Target variable is designed to help manage the large number of global & static variables that you can have in a complex system.  So we avoid having the command with no arguments just dumping all the global variables in every library in the program in most cases.  That can be pages and pages of output...

The current method for this is: before you run, when target variable has no context, it will either search for globals & statics by name if you provide them, or show all the globals in whatever shared libraries you name.  It doesn't ever show all globals everywhere in this case:

   > lldb ~/Projects/Sketch/build/Debug/Sketch.app
  (lldb) target create "/Volumes/ThePlayground/Users/jingham/Projects/Sketch/build/Debug/Sketch.app"
  Current executable set to '/Volumes/ThePlayground/Users/jingham/Projects/Sketch/build/Debug/Sketch.app' (x86_64).
  (lldb) target variable
  error: 'target variable' takes one or more global variable names as arguments
  
  (lldb) target variable SKTAppAutosavingDelayPreferenceKey
  (NSString *) SKTAppAutosavingDelayPreferenceKey = 0x00000001000223f8
  (lldb) target variable --shlib Sketch
  Global variables for /Volumes/ThePlayground/Users/jingham/Projects/Sketch/build/Debug/Sketch.app/Contents/MacOS/Sketch
  (NSString *) SKTAppAutosavingDelayPreferenceKey = 0x00000001000223f8
  (NSString *) SKTAppAutosavesPreferenceKey = 0x00000001000223d8
  ...

That first error could be a little nicer, actually...

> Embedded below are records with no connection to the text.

PR #4515, opened 2023-06-02
[Parameter Capturing] Add functional tests for function probes

schmittjoseph:
###### Summary

Add functional tests for the function probes infrastructure. The log emitting probes and `ParameterCapturingService` will be tested separately.

Overview of changes:
1. Refactor function probes management into its own class (`FunctionProbesManager`) so that test code can easily leverage it without the full `ParameterCapturingService`. The **only** functional difference is that the `InstrumentedMethodCache` instance is now static and belongs to `FunctionProbesStub`.
2. Add a new test scenario for function probes. Each command represents an end-to-end test case.

### DIFF
--- a/src/Tests/Microsoft.Diagnostics.Monitoring.Tool.FunctionalTests/FunctionProbesTests.cs
+++ b/src/Tests/Microsoft.Diagnostics.Monitoring.Tool.FunctionalTests/FunctionProbesTests.cs
@@ -66,10 +66,7 @@ namespace Microsoft.Diagnostics.Monitoring.Tool.FunctionalTests
                 _httpClientFactory,
                 DiagnosticPortConnectionMode.Listen,
                 TestAppScenarios.FunctionProbes.Name,
-                appValidate: async (runner, client) =>
-                {
-                    await AppRunnerExtensions.SendCommandAsync(runner, TestAppScenarios.FunctionProbes.Commands.RunTest);
-                },
+                appValidate: (runner, client) => { return Task.CompletedTask; },
                 configureApp: runner =>
                 {
                     runner.Architecture = targetArchitecture;
--- a/src/Tests/Microsoft.Diagnostics.Monitoring.UnitTestApp/Scenarios/FunctionProbes/FunctionProbesScenario.cs
+++ b/src/Tests/Microsoft.Diagnostics.Monitoring.UnitTestApp/Scenarios/FunctionProbes/FunctionProbesScenario.cs
@@ -53,8 +53,6 @@ namespace Microsoft.Diagnostics.Monitoring.UnitTestApp.Scenarios.FunctionProbes
                 {
                     return ScenarioHelpers.RunScenarioAsync(async logger =>
                     {
-                        await ScenarioHelpers.WaitForCommandAsync(TestAppScenarios.FunctionProbes.Commands.RunTest, logger);
-
                         PerFunctionProbeProxy probeProxy = new PerFunctionProbeProxy();
                         using FunctionProbesManager probeManager = new(probeProxy);
 
--- a/src/Tests/Microsoft.Diagnostics.Monitoring.TestCommon/TestAppScenarios.cs
+++ b/src/Tests/Microsoft.Diagnostics.Monitoring.TestCommon/TestAppScenarios.cs
@@ -88,11 +88,6 @@ namespace Microsoft.Diagnostics.Monitoring.TestCommon
                 public const string GenericMethods = nameof(GenericMethods);
                 public const string ExceptionRegionAtBeginningOfMethod = nameof(ExceptionRegionAtBeginningOfMethod);
             }
-
-            public static class Commands
-            {
-                public const string RunTest = nameof(RunTest);
-            }
         }
 
         public static class Stacks


src/Tests/Microsoft.Diagnostics.Monitoring.UnitTestApp/Scenarios/FunctionProbes/FunctionProbesScenario.cs
```diff
@@ -0,0 +1,326 @@
...
+        public static CliCommand Command()
+        {
+            CliCommand command = new(TestAppScenarios.FunctionProbes.Name);
+            command.SetAction(ExecuteAsync);
+            return command;
+        }
+
+        public static Task<int> ExecuteAsync(ParseResult result, CancellationToken token)
+        {
+            Dictionary<string, TestCaseAsync> testCases = new()
```
jander-msft, line 32: Rather than treating these as commands, I think it makes more sense to make them subscenarios e.g. https://github.com/dotnet/dotnet-monitor/blob/main/src/Tests/Microsoft.Diagnostics.Monitoring.UnitTestApp/Scenarios/ExceptionsScenario.cs#L15

These don't seem like they are for orchestration or used multiple times per test app process but represent distinct scenarios that you are trying to test.

src/Tests/Microsoft.Diagnostics.Monitoring.UnitTestApp/Scenarios/FunctionProbes/FunctionProbesScenario.cs
```diff
@@ -0,0 +1,326 @@
...
+
+            probeProxy.RegisterPerFunctionProbe(installationTestMethod, (object[] args) => { });
+
+            List<MethodInfo> methodsToCapture = new(methods.Count + 2)
+            {
+                installationTestMethod,
+                uninstallationTestMethod
+            };
+            methodsToCapture.AddRange(methods);
+            probeManager.StartCapturing(methodsToCapture);
```
jander-msft, line 303: Doesn't have to be done in this PR...

I'd like to see a callback/synchronization mechanism here so that way we can definitively tell when the probes have been registered. As it is, this effective tosses the methods over a fence and the caller never gets to know "were all of the methods processed?", "did some failure occur?", etc. Adding this mechanism allows the caller to choose to observe failures and to choose to wait for the probes to be inserted before continuing.

This would then alleviate the need to effectively poll for when the probes were actually inserted in this test and then you could probably remove the need for the `InstallationTestStub` and `UninstallationTestStub` methods.

src/Tests/Microsoft.Diagnostics.Monitoring.UnitTestApp/Scenarios/FunctionProbes/FunctionProbesScenario.cs
```diff
@@ -0,0 +1,326 @@
...
+        {
+            return RunTestCaseAsync(probeManager, probeProxy, method, args, thisObj, thisObj, token);
+        }
+
+        private static Task RunTestCaseAsync(FunctionProbesManager probeManager, PerFunctionProbeProxy probeProxy, MethodInfo method, object[] args, CancellationToken token)
+        {
+            return RunTestCaseAsync(probeManager, probeProxy, method, args, null, null, token);
+        }
+
+        private static Task RunAsyncTestCaseAsync(FunctionProbesManager probeManager, PerFunctionProbeProxy probeProxy, MethodInfo method, object[] args, object thisObj, object capturedThisObj, CancellationToken token)
```
jander-msft, line 220: This method and `RunTestCaseAsync` seem to only differ in whether the `MethodInfo` has a `Task` return type or not. Could you combine these, check `method.ReturnType.IsAssignableTo(typeof(Task))`, and then conditionally return its return value or `Task.CompletedTask`?

src/Tests/Microsoft.Diagnostics.Monitoring.UnitTestApp/Scenarios/FunctionProbes/FunctionProbesScenario.cs
```diff
@@ -0,0 +1,326 @@
...
+                return Task.CompletedTask;
+            },
+            new object[]
+            {
+                null
+            },
+            hasImplicitThis: false, capturedThisObj: null, token);
+        }
+
+        private static Task RunAsyncTestCaseAsync(FunctionProbesManager probeManager, PerFunctionProbeProxy probeProxy, MethodInfo method, object[] args, object thisObj, CancellationToken token)
```
jander-msft, line 200: The two overloads only differ in whether the `MethodInfo` is a static method or not. Could you rename these methods to be more clear as to which requires a "this" parameters e.g. `RunStaticMethodTestCaseAsync` and `RunInstanceMethodTestCaseAsync`? Also, please validate that `method.IsStatic` is correct for each method to help test authors know when they used the wrong test case runner with their method.

src/Tests/Microsoft.Diagnostics.Monitoring.UnitTestApp/Scenarios/FunctionProbes/FunctionProbesScenario.cs
```diff
@@ -0,0 +1,326 @@
...
+        {
+            return RunAsyncTestCaseAsync(probeManager, probeProxy, method, args, thisObj, thisObj, token);
+        }
+
+        private static Task RunAsyncTestCaseAsync(FunctionProbesManager probeManager, PerFunctionProbeProxy probeProxy, MethodInfo method, object[] args, CancellationToken token)
+        {
+            return RunAsyncTestCaseAsync(probeManager, probeProxy, method, args, null, null, token);
+        }
+
+        private static Task RunTestCaseAsync(FunctionProbesManager probeManager, PerFunctionProbeProxy probeProxy, MethodInfo method, object[] args, object thisObj, CancellationToken token)
```
jander-msft, line 210: Same as https://github.com/dotnet/dotnet-monitor/pull/4515/files#r1223315252

src/Tests/Microsoft.Diagnostics.Monitoring.Tool.FunctionalTests/FunctionProbesTests.cs
```diff
@@ -0,0 +1,85 @@
...
+        public async Task RunTestScenario(Architecture targetArchitecture, string subScenario)
+        {
+            await ScenarioRunner.SingleTarget(
+                _outputHelper,
+                _httpClientFactory,
+                DiagnosticPortConnectionMode.Listen,
+                TestAppScenarios.FunctionProbes.Name,
+                appValidate: async (runner, client) =>
+                {
+                    await AppRunnerExtensions.SendCommandAsync(runner, TestAppScenarios.FunctionProbes.Commands.RunTest);
```
jander-msft, line 71: Is this command necessary? It seems nothing is being coordinated and all these tests care about is to run the app scenario to completion.

jander-msft (approved):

Then when you are in a frame scope, what we show by default is the statics and globals defined in the CU holding that frame.  That is why you aren't seeing other variables once you've stopped.

If you want to broaden the search you can either specify a name, or specify a shared library.

I think the current behavior is preferable to dumping all the globals, which if you have debug information for a substantial part of the system is overwhelming and not useful.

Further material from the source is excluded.